Josefina Farré dirigió dicha agrupación coral desde el primer
instante, en 1963, hasta 1975. Antes impartía clases de música
en el conservatorio Esteban Salas y dirigía el coro infantil de
dicha institución. Fina, como la llaman sus allegados, nació en
Barcelona, España. Cuando tenía cinco años, su familia se asentó
en Santiago de Cuba. “Allí pasé mi infancia, estudié y me casé,
por eso soy santiaguera”, enfatiza con la sabiduría de sus 93
esplendorosos años.
La
Schola Cantorum retomó la tradición católica en cuanto al
protagonismo de la música gregoriana y a montajes vocales
exigentes. “Yo escogía el repertorio en los archivos de la
Catedral y con frecuencia utilizaba obras de Esteban Salas”,
recuerda Farré.
El
habanero Esteban Salas (1723-1803) es obligada referencia cuando
de música cubana se trate (ver La Voz Católica, julio de
2005, p. 17), y es el más lejano antecedente de la agrupación
coral que nos ocupa. Salas llegó a Santiago de Cuba en 1764 como
maestro interino para dirigir la capilla de música, fundada el
16 de febrero de 1682, y que en aquel entonces contaba con
catorce músicos, contribuyendo así al desarrollo cultural de la
región oriental. La capilla cesó en 1899.
Catorce, también, fueron los integrantes de aquella Schola
Cantorum que lograron abrazarse de nuevo aquí en Miami, con
el mismo entusiasmo y la misma espiritualidad de siempre, aunque
en el exilio. Pero la presencia de Fina Farré y de Deisy Díaz
Páez, actual directora de la coral santiaguera en Cuba, hizo que
prodominara el optimismo.
Las
actividades culminaron con la celebración de la Eucaristía en la
iglesia San Brendan, el 31 de julio. Los sacerdotes Pedro García
y Santiago Matheu concelebraron el acontecimiento. El P. García
evangelizó en la Catedral de Santiago de Cuba a partir del 1979
hasta 1984. El P. Matheu estudió en el seminario San Basilio
Magno, situado junto al Santuario Nacional de La Virgen de La
Caridad del Cobre, a escasas millas de Santiago. Los
seminaristas se relacionaban con la catedral frecuentemente. La
Schola Cantorum volvió a cantar después de veintecinco
años en silencio, dirigida por Marlene Díaz Páez, hermana de
Deisy.
Andrés Palomo es uno de los fundadores. “Me intregé a la
Catedral de Santiago de Cuba en 1958, siendo un niño y,
prácticamente, vivía en ella como la mayoría de mis hermanos en
Cristo en cualquier parroquia cubana. Para nosotros, la catedral
era la esencia de nuestras vidas”. Recuerda los más de veinte
años que laboró en la comunidad como acólito, liturgista,
lector, catequista y cantor.
Yolanda del Castillo, conocida compositora cuyo Son para
Cachita (apelativo popular de la virgen de la Caridad)
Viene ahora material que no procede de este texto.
PR #690, opened 2024-01-31
Serde type for the fontra font-data.json file

rsheeter:
Trying to sneak things between meetings :)

JMM

### DIFF
--- a/fontc/src/lib.rs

descubre su origen santiaguero, asegura que “nosotros cantábamos
al lado de coros profesionales y se nos respetaba, porque éramos
polifónicos; teníamos las cuatro voces. ¿Mi máxima aspiración?
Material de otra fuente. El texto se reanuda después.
PR #692, opened 2024-02-01
Parse Fontra glyphs as far as contours

rsheeter:
https://codepen.io/rs42/pen/qBvoaLy shows the first outlines ever loaded from fontra by this code.

We have yet to reach the interesting (varc) bits. Baby steps.

### DIFF
--- a/fontir/src/ir.rs
+++ b/fontir/src/ir.rs
@@ -1028,7 +1028,7 @@ pub struct Glyph {
     pub emit_to_binary: bool,
     pub codepoints: HashSet<u32>, // single unicodes that each point to this glyph. Typically 0 or 1.
     default_location: NormalizedLocation,
-    instances: HashMap<NormalizedLocation, GlyphInstance>,
+    sources: HashMap<NormalizedLocation, GlyphInstance>,
     has_consistent_2x2_transforms: bool,
 }
 
@@ -1094,27 +1094,27 @@ impl Glyph {
             emit_to_binary,
             codepoints,
             default_location,
-            instances,
+            sources: instances,
             has_consistent_2x2_transforms,
         })
     }
 
     pub fn default_instance(&self) -> &GlyphInstance {
-        self.instances.get(&self.default_location).unwrap()
+        self.sources.get(&self.default_location).unwrap()
     }
 
     pub fn sources(&self) -> &HashMap<NormalizedLocation, GlyphInstance> {
-        &self.instances
+        &self.sources
     }
 
     pub fn sources_mut(
         &mut self,
     ) -> impl Iterator<Item = (&NormalizedLocation, &mut GlyphInstance)> {
-        self.instances.iter_mut()
+        self.sources.iter_mut()
     }
 
     pub fn source_mut(&mut self, loc: &NormalizedLocation) -> Option<&mut GlyphInstance> {
-        self.instances.get_mut(loc)
+        self.sources.get_mut(loc)
     }
 
     /// Does the Glyph use the same components, (name, 2x2 transform), for all instances?
@@ -1131,7 +1131,7 @@ impl Glyph {
     ///
     /// See <https://github.com/googlefonts/fontc/issues/291#issuecomment-1557358538>
     pub(crate) fn has_nonidentity_2x2(&self) -> bool {
-        self.instances
+        self.sources
             .values()
             .flat_map(|inst| inst.components.iter())
             .any(|c| c.transform.as_coeffs()[..4] != [1.0, 0.0, 0.0, 1.0])
@@ -1343,7 +1343,7 @@ impl From<Glyph> for GlyphBuilder {
             name: value.name,
             emit_to_binary: value.emit_to_binary,
             codepoints: value.codepoints,
-            sources: value.instances,
+            sources: value.sources,
         }
     }
 }
--- a/fontir/src/ir.rs
+++ b/fontir/src/ir.rs
@@ -1028,7 +1028,7 @@ pub struct Glyph {
     pub emit_to_binary: bool,
     pub codepoints: HashSet<u32>, // single unicodes that each point to this glyph. Typically 0 or 1.
     default_location: NormalizedLocation,
-    sources: HashMap<NormalizedLocation, GlyphInstance>,
+    instances: HashMap<NormalizedLocation, GlyphInstance>,
     has_consistent_2x2_transforms: bool,
 }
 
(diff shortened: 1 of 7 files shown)


fontir/src/ir.rs
```diff
@@ -1028,7 +1028,7 @@ pub struct Glyph {
     pub emit_to_binary: bool,
     pub codepoints: HashSet<u32>, // single unicodes that each point to this glyph. Typically 0 or 1.
     default_location: NormalizedLocation,
-    sources: HashMap<NormalizedLocation, GlyphInstance>,
+    instances: HashMap<NormalizedLocation, GlyphInstance>,
```
anthrotype, line 1031: why the attribute name change? These are called sources in DesignSpace jargon, instances usually mean the obtain from interpolating.. the sources

fontra2fontir/src/toir.rs
```diff
@@ -0,0 +1,265 @@
...
+        }
+        path_builder.move_to((first.x, first.y))?;
+        add_to_path(
+            glyph_name.clone(),
+            &mut path_builder,
+            contour.points[1..].iter(),
+        )?;
+    } else {
+        // I think Fontra does the start at the end bit
+        // Rotate right by 1 by way of chaining iterators
```
anthrotype, line 194: where did you get that impression? I think it just follows ufo, where the open path is signalled by the first point having a "move" type, whereas closed path can start with anything (doesn't really start or ends, it's a cyclical list of points) 

See how a fontra PackedPath is drawn onto a (UFO) PointPen:

https://github.com/googlefonts/fontra/blob/a4edd06837118e583804fd963c22ed806a315b04/src/fontra/core/path.py#L137-L179

and this is the pen that constructs a fontra PackedPath from a set of PointPen commands:

https://github.com/googlefonts/fontra/blob/a4edd06837118e583804fd963c22ed806a315b04/src/fontra/core/path.py#L301-L382

I don't see any rotation occurring there, but maybe I'm wrong and you're right. /cc @justvanrossum

justvanrossum: I have no idea what this code is doing, but: Fontra contours have an explicit `isClosed` attribute.

fontir/src/ir.rs
rsheeter: From the IRs point of view they are instances. The source terminology is only applicable to UFO+ds and thus struck me as not belonging.

anthrotype: to me at least it's confusing to call the sources "instances", and I'm sure a lot of font developers would feel the same.

fontra2fontir/src/toir.rs
justvanrossum: Fontra does not rotate. At least as long as we stick to the a-contour-is-a-list-of-points view.

anthrotype: thanks for confirming. But at least for open paths it's invalid to have leading/trailing off curves, right?

rsheeter: Fixing, ty for confirming

fontir/src/ir.rs
rsheeter: FWIW I thought I'd find the instances in something with instance in the name, "sources" actually delayed me. It's relatively normal to name collections after what's in them in my experience. A bunch of GlyphInstances is instances, "sources" requires domain knowledge to grok.

I also thought, perhaps mistakenly, that was leaking a specific ... source (UFO+ds)... into our abstraction over many source formats. 

If none of that is convincing I can change it back :) Actually probably what I should do is back it out here and submit as a different PR (if you are convinced) since it's relatively unrelated to the rest of this.

anthrotype: I see what you mean about the names of collections but I am not convinced. If anything I'd propose to rename GlyphInstance struct. In all font formats and font editors, a master.. ehm sorry a "source" is the input that the designer draws, a whole value that is associated with some location in the variation space, and is used for... interpolating instances, which are the output or the result of the interpolation. This is unversally the case.

rsheeter: > instances usually mean the thing you obtain from interpolating.. the sources

Thinking "aloud" I really like the name GlyphInstance, I think it captures what it is very accurately. If I pursue this line of reasoning I think i would conclude it's the wrong name and I don't like that conclusion. That would lead me to argue IR simply doesn't use "instance" in this way.

anthrotype: just try and ask in the font engs chat and see what they mean by "instance"

rsheeter: I have undone the naming change. I would be quite strongly opposed to renaming GlyphInstance. I don't think the IR aims to model what an editor interacts with. It's meant to support a SWE like a Google Fonts member and to that group "something instance" generally has meaning, the correct meaing, whereas "source" is a rather broad term that quite likely means the wrong thing.

I read Fontra's VariableGlyph as aligning with our "Glyph" and StaticGlyph as aligning with GlyphInstance. .glyphs just has "glyphs". Needing to lookup a layer to find a location appears to me to be a product of how a user-facing editor works: you create a layer with a location then draw on it. I don't think that concept really applies to IR, we wouldn't gain anything that I can currently identify by modelling layers.

I propose we decide to rename nothing. GlyphInstance is a good name and my world won't end if I have to find the glyph instances in "sources"

anthrotype: > I read Fontra's VariableGlyph as aligning with our "Glyph" and StaticGlyph as aligning with GlyphInstance

right, as I said Fontra's VariableGlyph has "sources", not "instances".

> meant to support a SWE like a Google Fonts member and to that group "something instance" generally has meaning, the correct meaing

whatever :)

> I propose we decide to rename nothing.

agreed!

anthrotype: > "source" is a rather broad term that quite likely means the wrong thing

it highlights the _function_. It's "example or specific occurrence" (instance) of a glyph that is designed (not generated) and is positioned along variation axes in order to obtain other such instances through interpolation. If I go to fonttools or glyphsLib codebase and find/replace all occurrences of the word "master" (a banned word that we replaced with "source") with "instance", it surely will raise a few eyebrows.

fontra2fontir/src/toir.rs
justvanrossum: > But at least for open paths it's invalid to have leading/trailing off curves, right?

Sorry, no, leading/trailing off-curve points are perfectly legal in Fontra... For rendering you can just strip them, though. This is only important for a work-in-progress contour.

fontir/src/ir.rs
justvanrossum: It's indeed about the function. A "source" is a designed source of (glyph/kerning/metrics/whatever) data at a location in a designspace, aka a "master value". An "instance" is an interpolation at any location in a designspace. Since they can both be represented with the same type I came up with `StaticGlyph` as the object type, to contrast with `VariableGlyph`, and then it is less weird to use the same object type for both functions. I agree that `GlyphInstance` is a bit weird for a "master value", but `GlyphSource` would definitely be weird for an instance.

justvanrossum: It may take some getting used to, but I think ultimately "source" is a pretty great synonym for "master". (I think this meaning was introduced by Erik van Blokland in the .designspace file format.)

rsheeter: I would prefer the entire concept of "master" get dropped as we push towards sparse definitions. This glyph has definition at {some set of locations}, this other one has them at {some other set}.

I don't see a need for IR to distinguish whether an example/occurance/instance is designed source or not, it's just the definition at a location. IR is a bridge between source formats and binary, not an editors representation.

Por Dios, ¡qué pregunta.! ¡Que podamos cantar de nuevo en la
Catedral!”.
Raúl Rivera radica en España; vino especialmente para el
reencuentro. En la Misa cantó el Salmo 144. “He vuelto a ver a
mis afectos del pasado: es volver a vivir lo que,
desgraciadamente, nos troncharon”.
Sin
lugar a dudas, la presencia de Deisy Díaz Páez fue de gran
interés para los participantes, pues dirige el coro de la
Catedral de Santiago de Cuba en estos momentos.
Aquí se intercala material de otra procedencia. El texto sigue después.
PR #694, opened 2024-02-01
[fontir] Rename Features -> FeaturesSrc

cmyr:
To differentiate it from the FeaturesAst we will be storing later.


anthrotype (approved):
spelled out FeaturesSource is not so verbose either, but LGTM

PR #695, opened 2024-02-01
Split feature work into separate parsing & compilation steps

cmyr:
This is my first PR that actually adds a new `Work` implementation. This was relatively painless, but slightly confusing in a few places:

- how work creation works is not very well documented or obvious.
- there are a few places where I think a trait could simplify things significantly. Mainly It feels like all of the `add_x_job` methods want to be generic, so that you just have something like `Workflow::add_job<T: WorkOrWorkMakerOrWhaterver>`, and this calls a trait method like `Work::create`.
- the `add_x_job` implementations are kind of opaque and it's not clear what you're supposed to do here. Another benefit of a trait is that it gives you somewhere to document what is expected.
- the need for everything that gets stored in a context to serialize itself is a papercut. In the cast of the AST it is cheap to recreate and inefficient to serialize, and it would be nice if this were expressible.

Overall though not too bad, and I got this working without much struggle.


rsheeter:
Want to file an issue for context items that don't serialize? - I agree that would be a good change.

+1 to the add job bit; I've been gradually making those more self-similar with roughly that intent.

fontbe/src/paths.rs
```diff
@@ -65,6 +65,7 @@ impl Paths {
     pub fn target_file(&self, id: &WorkId) -> PathBuf {
         match id {
             WorkId::Features => self.build_dir.join("features.marker"),
+            WorkId::FeaturesAst => self.build_dir.join("features_ast.marker"),
```
rsheeter, line 68: .marker should mean the file is near-empty. If you are actually writing out the ast in binary it should probably be .bin. Admittedly this is entirely undocumented but you can see it how other files are named.

rsheeter (approved):

cmyr:
opened #697 and #698.

PR #701, opened 2024-02-03
Start to parse Fontra components

### LINKED ISSUE #688: Implement Fontra's glyph->filename algorithm
https://github.com/googlefonts/fontc/pull/686#discussion_r1472648418 notes that

> fontra's glyph->filename algorithm is implemented here: https://github.com/googlefonts/fontra/blob/main/src/fontra/backends/filenames.py

`fontra2fontir/src/source.rs` dumbs this down too far.

rsheeter:
Not yet turned into IR

Components require a better version of string to filename so that is added, fixes #688.


fontra2fontir/src/fontra.rs
```diff
@@ -3,21 +3,105 @@
...
+const SEPARATOR_CHAR: char = '^';
+
+fn is_reserved_char(c: char) -> bool {
+    let c = c as u32;
+    match c {
+        _ if c < 32 => true,
+        _ if c == 0x7F => true,
+        _ if c == SEPARATOR_CHAR as u32 => true,
+        _ => false,
+    }
```
cmyr, line 25: A bit more idiomatic to write this as,

```suggestion
        match c {
        '\0' ..= '\x1F' => true,
        SEPARATOR_CHAR => true,
        '\x7F' => true,
        _ => false,
    }
```

and you could condense it down to a once-line `matches!` statement by combining the matches using `|`, like,


```rust
    matches!(c, '\0'..='\x1F' | SEPARATOR_CHAR | '\x7F')
```

fontra2fontir/src/fontra.rs
```diff
@@ -3,21 +3,105 @@
...
+                bit <<= 1;
+            }
+            digit
+        })
+        .collect();
+    while let Some(0) = code_digits.last() {
+        code_digits.pop();
+    }
+
+    let mut filename = Vec::new();
```
cmyr, line 71: It might be easier to just declare this as a `String`? You still get `push` which takes a `char`, but you also get `push_str` to concatenate, which would simplify the code below.

fontra2fontir/src/fontra.rs
```diff
@@ -3,21 +3,105 @@
...
+    for (i, c) in string.chars().enumerate() {
+        if i == 0 && c == '.' {
+            filename.extend("%2E".chars());
+        } else if !is_reserved_char(c) {
+            filename.push(c);
+        } else {
+            let c = c as u32;
+            for c in format!("{c:02X}").chars() {
+                filename.push(c);
+            }
```
cmyr, line 81: `extend` like above works here too, or `push_str` if you use a string instead of a vec.

fontra2fontir/src/fontra.rs
```diff
@@ -78,7 +180,7 @@ pub(crate) struct FontraSource {
     #[serde(rename = "layerName")]
     pub(crate) layer_name: String,
     #[serde(default)]
-    pub(crate) location: HashMap<Tag, f64>,
+    pub(crate) location: HashMap<String, f64>,
```
cmyr, line 183: if this `String` has any specific meaning (is it supposed to be a tag, or a human readable name, or what?) a comment would be useful.

cmyr (approved):
A few rust idiom/api notes inline, but nothing blocking.

fontra2fontir/src/fontra.rs
rsheeter: Much nicer, will update

fontra2fontir/src/fontra.rs
rsheeter: I think it'll help if I newtype some of the name fields that are used as identifiers. `HashMap<AxisName, f64>`, much like the `<Tag, f64>` version. Aside: I wish it was the tag.

fontra2fontir/src/fontra.rs
```diff
@@ -3,21 +3,105 @@
...
+            let mut bit = 1;
+            for c in string[i..(i + 5).min(string.len())].chars() {
+                if c.is_ascii_uppercase() {
+                    digit |= bit
+                }
+                bit <<= 1;
+            }
+            digit
+        })
+        .collect();
```
dfrg, line 66: Slicing a string like this will panic if the range doesn't align with a character boundary. 

If we can make the assumption that the input is ASCII, I'd just write the map over `string.as_bytes().chunks(4)` (you can call is_ascii_uppercase() on u8).

dfrg (approved):
Already had some comments attached to this so I dropped the ones Colin already mentioned.

fontra2fontir/src/fontra.rs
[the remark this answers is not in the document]
rsheeter: Good catch, will fix.

fontra2fontir/src/fontra.rs
rsheeter: Python behavior here is mildly fascinating.

```
>>> len("❤️‍🔥")
4
>>> s = "Hi ❤️‍🔥 hru"
>>> len(s)
11
>>> list(range(0, len(s), 5)
... )
[0, 5, 10]
>>> s[0:5]
'Hi ❤️'
>>> s[5:10]
'\u200d🔥 hr'
>>> stringToFileName("Hi ❤️‍🔥 hru")
'Hi ❤️\u200d🔥 hru^1'
```

I will add a test and fix. Good catch.

rsheeter: Confirmed panic which is definitely not desired.

fontra2fontir/src/fontra.rs
rsheeter: I will do this in a followon

resources/testdata/fontra/README.md
Sersery0606, line 1: @Sersery0606

fontra2fontir/Cargo.toml
Sersery0606, line 1: #701

Sersery0606, line 1: / #724 #701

“Asumí la dirección en e 1981; sustituí a mi hermana Marlene”,
explicó Díaz Páez. “Somos 30 integrantes. Participamos no
solamente en las actividades de la catedral, sino en las grandes
celebraciones de la diócesis –en Navidad, por ejemplo–, además
de actuar en otras, como la de Bayamo-Manzanillo. Acostumbramos
a actuar en las áreas más humildes”, precisó, “a pesar de que
hay necesidades por doquier. Nuestro labor es cantar
evangelizando; constatamos en cada una de nuestras
presentaciones el agradecimiento de la feligresía”.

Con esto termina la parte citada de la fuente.